Lorenzo me mostrou um envelope.
— Eu vim aqui para pedir ao seu irmão que entregasse para você. Mas, de longe, vi quando você descia a rua até entrar na casa. Tomei coragem e cheguei até aqui.
Ele esticou o braço para que eu, ainda meio escondida por trás da porta, alcançasse o papel que guardava suas palavras tímidas.
Eu toquei aquele pequeno baú de mistérios que incitava minha curiosidade. Aceitei segurá-lo e trazer para mais perto de mim.

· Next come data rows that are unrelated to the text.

PR #173, opened 2020-06-17
feat(toc): scroll the active item into view on mount

marcelltoth:
Fixes the scroll part of stoplightio/platform-internal#2308

### DIFF
--- a/src/__stories__/TableOfContents/index.tsx
+++ b/src/__stories__/TableOfContents/index.tsx
@@ -17,11 +17,7 @@ const styles = {
 storiesOf('TableOfContents', module)
   .addDecorator(withKnobs)
   .add('studio /w custom RowComponent', () => {
-    return (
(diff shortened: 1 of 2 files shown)


src/__stories__/TableOfContents/index.tsx
```diff
@@ -52,8 +48,42 @@ const MobileStory = () => {
...
+
+const RowComponent: RowComponentType<ITableOfContentsLink> = props => {
+  const { setPath } = React.useContext(NavigationContext);
+
+  const handleClick = React.useCallback(
+    (e: React.MouseEvent) => {
+      if (props.item.to) {
+        setPath(props.item.to);
+      }
+      e.preventDefault();
```
mallachari, line 79: Yey! So much better with it!

marcelltoth:
Thanks for the review @mallachari !

Issue #165, opened 2020-05-27
Support Tree shaking 


marcelltoth:
**User story.**
As a developer, I can use the pieces of `ui-kit` without bloating my package by including the entire bundle.

**Is your feature request related to a problem?**
See stoplightio/elements#376 for example. Elements uses parts of `ui-kit`, then the elements bundle gets very large as it imports all of `@blueprintjs/core`, even parts that it doesn't need.

Ninja has this problem, to a lesser degree. Lesser because I assume we use almost the entire `ui-kit` in ninja, but probably still not 100%.

**Describe the solution you'd like**
Implement dual ESM + CJS packaging. yalc into ninja to see if SSR support (CJS) is still intact.

**Additional context**
I have created an example project to demonstrate the issue: https://github.com/marcelltoth/bundle-size-test
This is a simple CRA template that includes a single button from `ui-kit`.

Using the current *beta* the resulting bundle looks like this:
![image](https://user-images.githubusercontent.com/543372/83013813-4c729300-a026-11ea-8785-ff85e6b0f46e.png)

I experimented with packing the same `ui-kit` as an ESM. Looks much better (35% improvement):
![image](https://user-images.githubusercontent.com/543372/83015475-2bf80800-a029-11ea-9add-92278163e826.png)

The second one still has the problem of including all blueprint icons, that's an open issue at https://github.com/palantir/blueprint/issues/2193

marcelltoth:
We should do a followup in elements once this is done.

P0lip:
Misclicked.

Actually, we may want to consider upgrading to Webpack 5 as well and see what the gains are.
It's still in beta, but according to them, cjs tree-shaking is supported to some extent.

PR #174, opened 2020-06-29
perf(code-viewer): pre-render only relevant parts

P0lip:
_Fixes https://github.com/stoplightio/platform-internal/issues/2643

code-viewer

(note, the above video was captured with windowing enabled)

besides tests that need to be updated, the remaining question is how we should bundling
I have a couple of ideas:
- inline the worker same as we do in jsv@2
- use worker-loader and rely on end-app to use appropriate bundler (webpack)
- follow the monaco-editor path

@lottamus @marbemac @stoplightio/void-crew 
whatcha think?


wmhilton:
> the remaining question is how we should bundling

I would never do the `monaco-editor` path again frankly. The only reason we did it that way is because Monaco is weird and has its own loader.

So I'd say it's between the worker-loader approach and the inline approach (which also uses worker-loader I assume? but during the build of `ui-kit` rather than during the build of `ninja`?).

As long as it doesn't kill loading time, I'd do the inline approach. It's the most portable and least fragile.

You forgot the 4th approach, the one that Studio uses, where we pass in a `createWorker` function prop. 😆 Yeah, I honestly am not a fan of that one either - I only did it that way because of Electron.

P0lip:
> So I'd say it's between the worker-loader approach and the inline approach (which also uses worker-loader I assume? but during the build of ui-kit rather than during the build of ninja?).

Inling proved to be very portable - this has been battled tested in jsv@2, with that difference that we used rollup there, but nothing stopping us from using webpack here.
I'll go down this path then.

src/CodeViewer/index.tsx
```diff
@@ -43,21 +81,51 @@ const CodeViewer: React.FunctionComponent<ICodeViewerProps> = ({
...
-        [`${Classes.CODE_EDITOR}--inline`]: inline,
-        [`${Classes.CODE_EDITOR}--line-numbers`]: showLineNumbers,
-      })}
-      {...rest}
-    >
-      {markup ? markup.map(astToReact()) : value}
-    </pre>
+    <AutoSizer>
+      {({ height, width }) => (
+        <FixedSizeList
```
P0lip, line 100: Note - the code will not be copy-able anymore, because we'll only render a small chunk of it.
Is this okay?

P0lip: Got rid of it eventually, since search would be broken either, and this is likely to be annoying.

marbemac:
> use worker-loader and rely on end-app to use appropriate bundler (webpack)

— Obrigada – foram as sílabas pronunciadas na única palavra que brotou de mim naquele momento.
Dessa vez, Lorenzo se abriu em um largo sorriso, que pude observar nos rápidos segundos que me restaram antes dele sair em um movimento apressado.
— Você é muito mais bonita de perto, Sole!

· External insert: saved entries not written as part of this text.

PR #177, opened 2020-07-27
feat: add select option to toc component

mnaumanali94:


src/TableOfContents/index.tsx
```diff
@@ -198,7 +246,7 @@ export function TableOfContents<T extends TableOfContentsItem = TableOfContentsI
               {title}
             </Button>
           </div>
-          <div className="h-full flex justify-end">{comp}</div>
+          <div className="h-full flex flex-col justify-end">{comp}</div>
```
marbemac, line 249: Hmm - how did this work without `flex-col` before?

mnaumanali94: Hmm. Because there was just one component inside it? And this is for mobile.

PR #180, opened 2020-07-31
feat(code-viewer): scroll overscan

P0lip:
This could have been done as a part of https://github.com/stoplightio/ui-kit/pull/179, but 179 is a no-brainer, while this one might potentially break something (it shouldn't, though).
It also improves support for initial scrollTop scenario.


wmhilton:
Doesn't seem to have broken anything. What's it supposed to do though? I can't tell.

wmhilton:
It doesn't fix the problem where stuff is briefly un-highlighted.

P0lip:
@wmhilton ready for another round.

wmhilton:
@P0lip Are we not using a ResizeObserver?

# Firefox



# Chrome

PR #181, opened 2020-08-02
fix(table-of-contents): apply maxWidth to selectFilter

mnaumanali94:
Table of Contents `selectFilter`:

Sets width for select and truncates large text instead of allowing it to wrap.

**Screenshots**

Currently in production:
Screenshot 2020-08-03 at 3 37 16 PM

After:
Screenshot 2020-08-03 at 3 38 35 PM

### DIFF
--- a/src/TableOfContents/index.tsx
+++ b/src/TableOfContents/index.tsx
@@ -214,6 +214,7 @@ export function TableOfContents<T extends TableOfContentsItem = TableOfContentsI
             className={cn(`m-${padding}`, { 'mr-0': hasFilter })}
           >
             <Button
+              className="w-48 truncate"
               text={getActiveItem()?.name ?? selectFilter.initialContent ?? 'Fetching...'}
               alignText="left"
               rightIcon="caret-down"
--- a/src/TableOfContents/index.tsx
+++ b/src/TableOfContents/index.tsx
@@ -214,7 +214,8 @@ export function TableOfContents<T extends TableOfContentsItem = TableOfContentsI
             className={cn(`m-${padding}`, { 'mr-0': hasFilter })}
           >
             <Button
-              className="w-48 truncate"
+              className="truncate"
+              style={{ maxWidth: '12rem' }}
               text={getActiveItem()?.name ?? selectFilter.initialContent ?? 'Fetching...'}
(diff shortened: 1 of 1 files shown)


src/TableOfContents/index.tsx
```diff
@@ -214,6 +214,7 @@ export function TableOfContents<T extends TableOfContentsItem = TableOfContentsI
             className={cn(`m-${padding}`, { 'mr-0': hasFilter })}
           >
             <Button
+              className="w-48 truncate"
```
marbemac, line 217: I suggest a max width, rather than width. If we don't have appropriate max width tailwind classes, can always just fall back to style if needed.

mnaumanali94: Yeah, we don't. Alright, style it is. This makes the UI less jittery though with changing lengths of org names.

marcelltoth:
What scenario does this improve?

Could you share a before / after screenshot pair?

mnaumanali94:
@marcelltoth 

Currently in production:
Screenshot 2020-08-03 at 3 37 16 PM

After:
Screenshot 2020-08-03 at 3 38 35 PM

src/TableOfContents/index.tsx
```diff
@@ -214,6 +214,8 @@ export function TableOfContents<T extends TableOfContentsItem = TableOfContentsI
             className={cn(`m-${padding}`, { 'mr-0': hasFilter })}
           >
             <Button
+              className="truncate"
+              style={{ maxWidth: '12rem' }}
```
marcelltoth, line 218: I'm not sure this second line here is applicable globally. This `12rem` is an arbitrary number that looks good in that single case in ninja, but may not look good for others. What about defining it as `flex-basis: 0; flex-grow: ?` on both components (this and the text filter).  You can maybe add a `minWidth` / `maxWidth` as well but I wouldn't make those the primary width attributes.

marcelltoth:
I'm closing this as it conflicts with @marbemac removing the feature in https://github.com/stoplightio/ui-kit/pull/183

If the problem persists on current master (after stoplightio/platform-internal#3881), you can open a PR against *platform-internal* that contains similar logic.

Ainda ouvi Lorenzo balbuciar sem medo, ao voltar seu rosto para mim, já a caminho de volta na Via Picciani.
Estava resolvido o mistério. Mesmo sabendo que a carta era para minha irmã, tudo me instigava a ler o que ali estava inscrito em profunda admiração, para alguém, que não era eu. Aquele pequeno baú de papel acomodava, com cuidado, a timidez de Lorenzo, sua coragem de mostrar seu sentimento, nem que fosse por um excêntrico, fora de moda, desatualizado, objeto de museu, eternizado em uma parede da casa 24 na Via Picciani.
Fechei a porta devagar, admirando aquele envelope.
Não fui tão corajosa quanto Lorenzo. Coloquei, cautelosamente, o envelope fechado em cima da pequena mesa redonda em frente à porta da entrada.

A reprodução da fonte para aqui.